Foto: Divulgação/Paramount Pictures
O filme 'Mãe!' do aclamado diretor Darren Aronofsky, não obteve os resultados esperados nas bilheterias o que diminuiu a expectativa para assisti-lo. Foi completamente ignorado pelo Globo de Ouro e concorrendo a diversas categorias na Framboesa de Ouro, dentre elas, pior atriz para Jennifer Lawrence, vencedora de um Oscar

´Mãe!´ não foi feito para apreciadores de blockbusters, já que é um filme chocante e necessário muita atenção aos detalhes para compreender a real intenção do diretor.

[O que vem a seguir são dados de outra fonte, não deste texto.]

PR #325, opened 2018-06-05
add debian dependencies

gilgamezh:
We were missing this two dependencies

### DIFF
--- a/pkg/debian/control
+++ b/pkg/debian/control
@@ -16,7 +16,7 @@ X-Python3-Version: >= 3.4
 
 Package: fades
 Architecture: all
-Depends: python3-pkg-resources, ${misc:Depends}, ${python3:Depends}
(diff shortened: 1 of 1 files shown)


gilgamezh:
@facundobatista @inakimalerba do we need it? thanks!

inakimalerba:
I don't think you should keep track of the debian/ folder here. It's redundant and useless as it need to be on the root of the repository. The debian packaging is already on salsa [0]

Back to the issue, the dependencies now are set on like this [1]:
```
Depends: ${misc:Depends}, ${python3:Depends},
 python3-pkg-resources,
 python3-distutils,
 ca-certificates,
```
As @facundobatista said on Telegram, if pip is not found, fades installs it inside the venv, which only needed `ca-certificates`.

0_ https://salsa.debian.org/debian/fades/

1_ https://salsa.debian.org/debian/fades/blob/master/debian/control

Com analogias bíblicas a história se desenvolve entre a relação de um poeta (Javier Bardem), que faz alusão a figura suprema de Deus, e a de sua esposa (Jennifer Lawrence), que atua no papel da personificação da Mãe Natureza. 

Narrando as principais passagens bíblicas sobre a criação do mundo, usando um olhar crítico, constrói a narrativa de um filme muito a frente da sua época. A fotografia é impecável e consegue alcançar seu objetivo, que, em certos momentos é transmitir a agonia vivida pelos personagens. Levantam-se vários questionamentos, o que faz aumentar a curiosidade, de forma positiva. Narrando um ciclo que vem se repetindo, o longa tende a denotar que algo está errado na relação do poeta e sua mulher e a maneira insana que as coisas se desenrolam, o que levo em conta ser uma crítica social sobre relacionamentos abusivos. Mesmo que o agressor não perceba o que está acontecendo ao seu redor, sua mulher faz de tudo para agrada-lo, abdicando de suas vontades, causando assim um certo desconforto.

Foto: Divulgação/Paramount Pictures


Lacunas são deixadas para que preenchemos da forma que acharmos mais coesa, mesmo que nem tudo se encaixe, sendo o único momento em que o filme peca. Apesar de haver uma explicação para tudo, pontos de vistas diferentes podem ser tomados durante o filme, o que dificulta o papel que os créditos, de forma oculta, exercem. Nenhum dos personagens tem nomes, mas ao final do filme o poeta está nomeado como Him (na tradução literal: Ele) e nos pôsteres divulgativos do filme, há a presença de elementos que confirmam a teoria de que o filme é uma representação da passagem bíblica Gênesis. 

Dividindo opiniões, a obra não foi indicada a nenhuma das categorias do prêmio mais importante do cinema, o Oscar. Mesmo assim, pode-se assistir o filme e decidir se é uma obra de arte ou se é somente uma tentativa frustrada de mostrar algo diferente aos telespectadores.